L’alito, o respiro, è l’emissione di aria dalla cavità orale.

Esso viene percepito dal soggetto che lo emette e dalle persone a lui vicine come neutro, gradevole o spiacevole: in quest’ultimo caso si parla  di alitosi, una diffusa patologie con forte impatto sociale. Si possono trovare riferimenti all’alito cattivo fin dall’antichità per gli aspetti riferiti a problemi di relazione e affettività.

Il drammaturgo Tito Maccio Plauto (230-180 a.C.) allude a questa patologia come causa di problemi coniugali (siamo nel periodo pre-imperiale della Repubblica Romana), attraverso un personaggio che censura pubblicamente l’alito cattivo della moglie: “Preferirei bere acqua di fogna piuttosto che baciare mia moglie”. Il Talmud (trattato giudaico con regole civili e religiose) contiene documenti di oltre 2000 anni fa che stabiliscono che un contratto matrimoniale (ketubah) può venire legalmente annullato se uno dei due coniugi soffre di alito cattivo.

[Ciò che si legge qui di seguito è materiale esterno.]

PR #2632, opened 2025-10-22
Update content.md to reflect Liquibase 5.0 changes

jandroav:
This pull request updates the `liquibase/content.md` documentation to highlight major changes introduced in Liquibase 5.0. The most important updates clarify the separation between the open source and commercial editions, and document breaking changes regarding database drivers and extensions.

Liquibase 5.0 product separation and usage:

* Added a section describing the distinction between the OSS edition (`liquibase/liquibase`) under the Functional Source License (FSL) and the commercial Secure edition (`liquibase/liquibase-secure`), including guidance for users with a license key.

Breaking changes to driver and extension management:

* Documented that database drivers and extensions are no longer included by default in the OSS edition and official Docker image, requiring explicit installation via the Liquibase Package Manager (LPM) or manual mounting.
* Provided instructions and Dockerfile examples for adding database drivers using LPM, and clarified continued support for MySQL driver installation via the `INSTALL_MYSQL=true` environment variable.

Reference to release announcement:

* Included a link to the official Liquibase 5.0 release announcement for further details.

### DIFF
--- a/liquibase/deprecated.md
+++ b/liquibase/deprecated.md
@@ -2,7 +2,7 @@ With the release of Liquibase 5.0, this repository is officially deprecated and 
 
 Users are encouraged to switch to one of the following alternatives, depending on your needs:
 
-- `liquibase/liquibase` -- Community Edition under Functional Source License (if you have a valid Liquibase License Key, you should use `liquibase/liquibase-secure` instead)
-- `liquibase/liquibase-secure` -- Commercial version with enterprise features
+-	`liquibase/liquibase` -- Community Edition under Functional Source License (if you have a valid Liquibase License Key, you should use `liquibase/liquibase-secure` instead)
+-	`liquibase/liquibase-secure` -- Commercial version with enterprise features
 
 As of Liquibase 5.0, the Community edition and the official Docker Community liquibase image no longer include database drivers or extensions by default. You must now explicitly add database drivers using the Liquibase Package Manager (LPM), or manually install/mount extensions into the container. See [the Liquibase 5.0 Release Announcement](https://www.liquibase.com/blog/liquibase-5-0-release) for more details.


jandroav:
I fixed the markdown lint issue, but amending the commit to a single commit doesn’t re-trigger the CI job.

tianon:
Thanks for getting this started!

I think this needs to be more explicit about the fact that 5.0 will be the last version supported here and that users should very actively transition over to `liquibase/liquibase{,-secure}` images instead.  We support a `deprecated.md` file that's intended for this exact purpose that I think we need to make explicit use of here, especially as it will render above everything else.

Here's a proposed start to something like that (consistent with how we've done this in the past): https://github.com/docker-library/docs/commit/72010b9a022f51750963ec2c48e02495a875e09a

That necessarily implies some changes to the contents of _this_ PR too :see_no_evil:
(if only we'd caught this sooner and stopped 5.x from entering this program entirely so the breaking changes don't need to be documented here too :sweat_smile: :disappointed:)

One thing we could consider is moving `latest` back to 4.x here (or even dropping the `latest` tag entirely).

Then we could also add something like "for details of breaking changes in 5.x, see X" if you've got some upstream documentation somewhere that explains all this nicely?  (that would shrink the needed documentation _here_ for 5.0 that then needs to be maintained over time)

liquibase/deprecated.md
```diff
@@ -0,0 +1,8 @@
+With the release of Liquibase 5.0, this repository is officially deprecated and will not receive any further releases beyond patch updates.
+
+Users are encouraged to switch to one of the following alternatives, depending on your needs:
+
+- `liquibase/liquibase` -- Community Edition under Functional Source License (if you have a valid Liquibase License Key, you should use `liquibase/liquibase-secure` instead)
+- `liquibase/liquibase-secure` -- Commercial version with enterprise features
```
tianon:
```suggestion
-	`liquibase/liquibase` -- Community Edition under Functional Source License (if you have a valid Liquibase License Key, you should use `liquibase/liquibase-secure` instead)
-	`liquibase/liquibase-secure` -- Commercial version with enterprise features
```

PR #2637, opened 2025-11-12
Correct examples in 'Changing DocumentRoot'

No5251:
Replace single quotes with double quotes so that the variable is replaced


yosifkit:
I believe that the single quotes are on purpose since Apache httpd will evaluate them in the config at runtime. This allows extra ability to change the root at runtime as well setting a default during a custom build.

Poiché la legge relativa al divorzio nell’attuale Stato di Israele è basata sulle norme religiose, l’alitosi può essere, al giorno d’oggi, motivo giustificato per separarsi legalmente dal proprio coniuge. Esistono inoltre allusioni all’alito cattivo come rivelatore della natura psicologica e morale di una persona. Ippocrate di Kos (460-377 a.C.), considerato uno dei padri della Medicina, insisteva nel dire che tutti i giovani dell’Antica Grecia dovessero avere un alito gradevole. Esortava al rispetto di questa condizione, in quanto sembrava essere un indicatore del grado di dolcezza interiore e dello stato di purezza dell’anima. Impegnato in questa missione, formulò un collutorio aromatico che garantiva un alito gradevole, a base di vino puro, anice, semi di aneto e mirto.

L’alitosi, interessa il 50% della popolazione, con diversi livelli di severità e non colpisce solo chi ne soffre, ma anche le persone che lo circondano. E’ causata da microbi putrefattivi che possono risiedere in tutto il tratto intestinale, dalla bocca all’intestino.
Alcune persone vivono la loro vita quotidiana completamente all’oscuro di questo problema, a meno che non venga loro detto, procurando disagio e imbarazzo.
L’alitosi non è sempre di facile soluzione: rimedi classici come il collutorio aiutano solo in parte: per una soluzione radicale occorre modificare la flora batterica putrefattiva intestinale.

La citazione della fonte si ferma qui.